The ship was built in 2000 by the Chantiers de l'Atlantique in Saint-Nazaire, the sixth ship of the comprehensive eight ships "R-Class" for Renaissance Cruises shipping company and was named R Six. The ship was sold in early 2001 to the Cruise Company Invest. Due to illiquidity turned Renaissance Cruises end of September 2001 the operation and the R Six was launched mid-2003. She was then chartered to the cruise line Pullmantur Cruises and use of this under the marketing name for Blue Star Cruises (but not yet officially renamed). Since July 2005, the ship was called the Blue Dream.

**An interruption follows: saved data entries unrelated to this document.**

Issue #131, opened 2019-08-15
Save path of the pkml file in the simulation


PavelBal:
I think it is a good idea to store the path to the pkml file as a property of the "Simulation" class.

Question - can we get it from .NET object, or should it be implemented as part of the R6 class?

If accepted, the `$print()` method should also return the path to the file.

msevestre:
This is not available in the .net class.
If you think this is required, we can define in the class. This is not required to implement the cache however as the path will be the key of the entry.  O reason to save it in the object

PavelBal:
No it is not required for caching. For me as a user it would be helpful to be able to see where the simulation comes from.

msevestre:
Ok let's put it in the simulation object.
Let's not call in path however;-) otherwise this will be highly confusing ;-)
Suggestion?

Yuri05:
>Suggestion?

`FileSource`. Empty if a simulation created NOT from file, otherwise full path to the pkml

msevestre:
SourceFile maybe?
I don't think we will have the case of a simulation created not from file. Or how can it happen?

msevestre:
this has been fixed in #142

PR #142, opened 2019-08-27
Fixes 111 cache simulation by path

PavelBal:


R/load-simulation.R
```diff
@@ -1,10 +1,52 @@
...
+#' # parameter3 belong to different simulation object than parameter1 and parameter2
+#' parameter3 <- getParameter(toPathString(c("Organism", "Liver", "Volume")), sim3)
+#' setParametersValues(parameters = parameter3, values = 1)
+#' parameter2$value == parameter3$value # FALSE#'
 #' @export
-loadSimulation <- function(pkmlSimulationFile) {
+loadSimulation <- function(pkmlSimulationFile, loadFromCache = TRUE) {
+  validateIsOfType(loadFromCache, "logical")
+
+  if (loadFromCache) {
```
PavelBal: This is where we can cache loaded simulation objects

R/load-simulation.R
```diff
@@ -1,10 +1,52 @@
...
+  # If the simulation has not been loaded so far, or loadFromCache == FALSE,
+  # new simulation object will be created
   simulationLoader <- getNetTask("SimulationLoader")
-  netSim <- clrCall(simulationLoader, "LoadSimulation", pkmlSimulationFile)
-  Simulation$new(netSim)
+  netSim <- rClr::clrCall(simulationLoader, "LoadSimulation", pkmlSimulationFile)
+  simulation <- Simulation$new(netSim)
+
+  # Add the simulation to the cache of loaded simulations
+  ospsuiteEnv$loadedSimulations[[pkmlSimulationFile]] <- simulation
```
PavelBal: It will always overwrite (if existing) the value assigned to a path when a simulation is loaded not from cache.

R/ospsuite-env.R
```diff
@@ -8,3 +8,7 @@ ospsuiteEnv$containerTask <- NULL
 
 # Separator defined in OSPSuite.Core.
 ospsuiteEnv$pathSeparator <- "|"
+
+
+# Cache of the so far loaded simulations. The keys are the paths to the pkml file.
+ospsuiteEnv$loadedSimulations <- new.env(parent = emptyenv())
```
PavelBal: Using an environment for caching.

tests/testthat/test-load-simulation.R
```diff
@@ -2,16 +2,65 @@
...
+  sim2 <- loadSimulation(simFile, loadFromCache = FALSE)
+  sim3 <- loadSimulation(simFile)
+
+  parameter1 <- getParameter(toPathString(c("Organism", "Liver", "Intracellular", "Volume")), sim1)
+  parameter2 <- getParameter(toPathString(c("Organism", "Liver", "Intracellular", "Volume")), sim2)
+  parameter3 <- getParameter(toPathString(c("Organism", "Liver", "Intracellular", "Volume")), sim3)
+
+  setParametersValues(parameters = parameter1, values = 1)
+
+  expect_false(isTRUE(identical(parameter1$value, parameter3$value)))
```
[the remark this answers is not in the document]
PavelBal: Here we expect the values to be no equal = changing the value of parameter1 does not change parameter3.

This is what I found on the internet how to test for *in*equality in testthat. Somehow there is no `expect_not_equal()`

PavelBal:
> @PavelBal Should we implement a clean method of the cache somewhere?

Yes, maybe a general cache-structure (based on environments) with methods like `register` or `get`.
Or what do you mean by "clean"?

Yuri05:
>We have to think about where it makes sense. I have one concern with the implementation/, Simulation are always cached I just realized. I am not sure if this is how it should be. There is no way to create a simulation that is not globally held somewhere. I think this is wrong. Let's not merge this for now until we discuss it with @Yuri05

I think the implementation is ok if we provide removal functions:
* Remove a single simulation from cache
* Clear cache

PavelBal:
```
- Remove a single simulation from cache
- Clear cache
```

What would be a scenario where we have to remove the simulation from cache?

msevestre:
I think this is a leaky abstraction if a user needs to delete a simulation from cache even if it was just used temporarily

Say you want to load sim1 to get the value of a compound lipo and applied it to sim2 with which you work. Because you are a good modeller, retrieval of parameter was made within a function. As such, sim1 was local to the function and the expectation would be that the sim1 would be garbage collected. Well, it won't!! 

Maybe loadSimulation needs another parameter. addToCache or something?

Yuri05:
>Maybe loadSimulation needs another parameter. addToCache or something?

Yes, i think we would need this

msevestre:
> What would be a scenario where we have to remove the simulation from cache?

See above. If we can by default, there needs to be a way to remove. I don't like this API but at least that way, we can clean up 

@PavelBal So let's add another method removeFromCache(sim) that will take the path associated to a simulation and remove the simulation. For that, you will need to add the `fileFullPath` or whatever we decided in #131 so that you can delete the entry if it exists.

Question: If the cached simulation at the given path is not the one passed as parameter, should the cached simulation be removed or not? This is a contrieve scenario but it could happen.

clearCache. Not sure of the use case.

PavelBal:
> Question: If the cached simulation at the given path is not the one passed as parameter, should the cached simulation be removed or not? This is a contrieve scenario but it could happen.

I think in this case it should **not** be removed from cache.

Yuri05:
>clearCache. Not sure of the use case.

Well, e.g. any scenario where something crashes and cache is not properly cleared at the end.

* E.g. running a qualification workflow in interactive session. Simulations are loaded multiple times there e.g. for getting different parameters (molweight etc.) and thus caching absolutely makes sense.
Once the workflow is finished, it probably should automatically remove all cached simulations at the end of the workflow (not via `Cache.Clear` but via removing _only those_ simulations which where _added by the qualification workflow_).
However if the workflow crashes and simulations are not properly removed from cache (which would be a bug in that case, but could happen) - user should clear the cache manually.

* If user loads and caches some simulations within a script and wants to remove them all at the end, `Cache.Clear` is easier to use than looping over all previously loaded simulations

And I guess something like `Cache.Clear` is not very hard to implement ;)

msevestre:
ok makes sense. 
@PavelBal All clear ?  
By default: loadFromCache is true. addToCache should be true I assume?

Also yes: If the ref are not the same, the sim should not be removed from cache

PavelBal:
Yes, will implement.

tests/testthat/test-load-simulation.R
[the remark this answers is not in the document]
PavelBal: Yes, fixed.

PavelBal:
Please review the new cache structure.

R/cache-structure.R
```diff
@@ -0,0 +1,78 @@
+#' @title Cache
+#' @docType class
+#' @description Structure for caching objects
+#'
+#' @field type Type of the object that are cached. All objects must be of the same type.
+#' @field keys Keys of the cached objects
+Cache <- R6::R6Class(
```
PavelBal: In theory we could cache everything using this class.

R/utilities-simulation.R
```diff
@@ -100,3 +145,46 @@ clearOutputs <- function(simulation) {
...
+#' @export
+#'
+#' @examples
+#' simPath <- system.file("extdata", "simple.pkml", package = "ospsuite")
+#' sim1 <- loadSimulation(simPath)
+#' sim2 <- loadSimulation(simPath, loadFromCache = FALSE, addToCache = FALSE)
+#'
+#' removeSimulationFromCache(sim1) # returns TRUE
+#' removeSimulationFromCache(sim2) # returns FALSE
+removeSimulationFromCache <- function(simulation) {
```
PavelBal: This removes the given simulation from cache, if it has been cached before.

From 2006, the ship was used by Pullmantur. Royal Caribbean Cruises Ltd., the parent company of Pullmantur, transferred the Blue Dream on 15 December 2008 its new subsidiary Azamara Cruises, where it was renamed Azamara Journey; and since then with her sister ship Azamara Quest, the former R Seven, and since 2018 with her sister ship Azamara Pursuit, the former R Eight, is used worldwide for cruises. Azamara Cruises has been renamed Azamara Club Cruises.

In 2015, the Azamara Journey and the Azamara Quest were the ships used by television presenter and biologist Nigel Marven for his UKTV documentary/travel programme "Cruise Ship Adventures with Nigel Marven", during which Nigel showed areas with outstanding wildlife that can be visited in popular cruise destinations.

During the COVID-19 pandemic Journey and two of her sisterships Azamara Pursuit and Azamara Quest berthed in Glasgow's King George V Dock between June 2020 and July/August 2021 with Journey being the last to leave on 9 August 2021.